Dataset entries

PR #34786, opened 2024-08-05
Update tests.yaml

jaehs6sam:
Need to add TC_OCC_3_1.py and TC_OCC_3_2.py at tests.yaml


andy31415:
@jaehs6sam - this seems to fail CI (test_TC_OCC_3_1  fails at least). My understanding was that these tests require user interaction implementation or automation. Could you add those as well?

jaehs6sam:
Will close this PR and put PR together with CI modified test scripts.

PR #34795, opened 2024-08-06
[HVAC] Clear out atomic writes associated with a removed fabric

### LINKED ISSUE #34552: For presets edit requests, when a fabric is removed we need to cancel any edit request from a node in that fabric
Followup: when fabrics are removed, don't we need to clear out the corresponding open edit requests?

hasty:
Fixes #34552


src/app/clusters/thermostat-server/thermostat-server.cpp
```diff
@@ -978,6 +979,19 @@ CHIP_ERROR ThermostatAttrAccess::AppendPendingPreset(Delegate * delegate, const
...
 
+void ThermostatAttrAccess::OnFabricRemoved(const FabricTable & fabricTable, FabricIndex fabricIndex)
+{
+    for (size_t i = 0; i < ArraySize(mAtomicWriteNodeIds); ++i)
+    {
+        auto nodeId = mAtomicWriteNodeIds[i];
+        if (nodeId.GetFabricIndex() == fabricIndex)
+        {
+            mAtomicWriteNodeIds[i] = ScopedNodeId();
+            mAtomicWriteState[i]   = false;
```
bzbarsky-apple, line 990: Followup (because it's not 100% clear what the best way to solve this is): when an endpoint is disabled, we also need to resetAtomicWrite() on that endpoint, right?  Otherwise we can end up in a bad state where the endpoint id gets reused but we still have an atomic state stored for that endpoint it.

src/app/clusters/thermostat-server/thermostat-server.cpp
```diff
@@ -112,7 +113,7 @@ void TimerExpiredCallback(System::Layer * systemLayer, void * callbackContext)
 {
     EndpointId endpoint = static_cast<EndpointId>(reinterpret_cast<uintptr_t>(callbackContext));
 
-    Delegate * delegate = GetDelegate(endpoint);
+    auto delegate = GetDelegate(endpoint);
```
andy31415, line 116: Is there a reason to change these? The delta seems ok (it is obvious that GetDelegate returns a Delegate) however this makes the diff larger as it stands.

YOUR INSTRUCTIONS:
Please tally the lines of the data in which the string "mAtomicWriteNodeIds" appears and write only the total.

ANSWER TO THE PROBLEM:
3